While the tortoises are a little more money, it has 2 sets of built in contacts. You can also control them with a simple SPDT switch, an AC transformer and also use the control wiring to do control board and track side signal lighting easy and cheap! Buy them in 6 or 12 packs to get better prices!
A simple trick for mounting Tortoise Switch Machines is get the template set it on top of layout drill the holes for the fulcrum and the 4 holes for mounting, Then on the baseplate of the Tortoise Switch Machine stick a piece of double stick foam tape and using the pilot holes align and stick the Switch Machine under the turn out, Install screws done.


----------



## videobruce (Jun 15, 2011)

I assume the longer pin is for mounting below the table, but it couldn't be attached directly to the turnout.
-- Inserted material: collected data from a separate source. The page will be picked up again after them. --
PR #548, opened 2019-09-26
UPDATE #442: Fix missing :hover style

### LINKED ISSUE #442: Some links are missing a :hover style
Links need to have a visual change when hovered.

Most of the links that are missing a hover style are in the content,
where the link is always underlined:
Links in post and page content
Links in captions, both in blocks and normal.
Blocks examples:
Links in cover block text (both image and video)
Links in quote blocks
Links in media & text block

_Edge case:_
Linked images in post content is missing any indication except the mouse pointer change.

----
But then we have some links in blocks that are not underlined in their default state, 
but underlined when hovered. The opposite of the other links in the content.

Archive and category widgets
Latest comments widget

Latest posts widget:
This one is different, the first item of the latest posts when in list view has _no underline,_
but the rest of the items have an underline when hovered.

----

Page breaks
Edit this
Category links

Comment author name
Links in comment content

Horizontal menu: 
current-menu-item is always underlined.

nielslange:
Fixes #442


nielslange:
@andersnoren No worries. I'll solve the merge conflict and adjust the other two issues.

style-rtl.css
```diff
@@ -2463,6 +2476,12 @@ body:not(.singular) main article:first-of-type {
 	text-transform: uppercase;
 }
 
+.entry-categories a:focus,
+.entry-categories a:hover {
+	text-decoration: underline;
+	border-bottom: none;
```
andersnoren: You can remove the `text-decoration: underline` here, and set it to `border-bottom-color: transparent` instead, so the elements beneath the link doesn't jump when the border width gets removed.

nielslange: @andersnoren With https://github.com/WordPress/twentytwenty/pull/548/commits/5d74df15fea5118d386a41e65eb7ab756b58f4de I've implemented your feedback. Feel free to test this PR again. 😀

The literature says it's a direct mount like the regular version, but that makes no sense with the longer pin.


----------



## videobruce (Jun 15, 2011)

I have also read about using these RC 'servo' motors.
Anyone here use these with Peco turnouts?


----------



## NIMT (Jan 6, 2011)

RC 'servo' motors work rather well too, But you have to buy a control board to run them they won't work off of simple switches.


----------



## videobruce (Jun 15, 2011)

I know one can get from eBay servos for around $3, but I don't know how much these 'control boards' are. Many elsewhere are swearing by them.


----------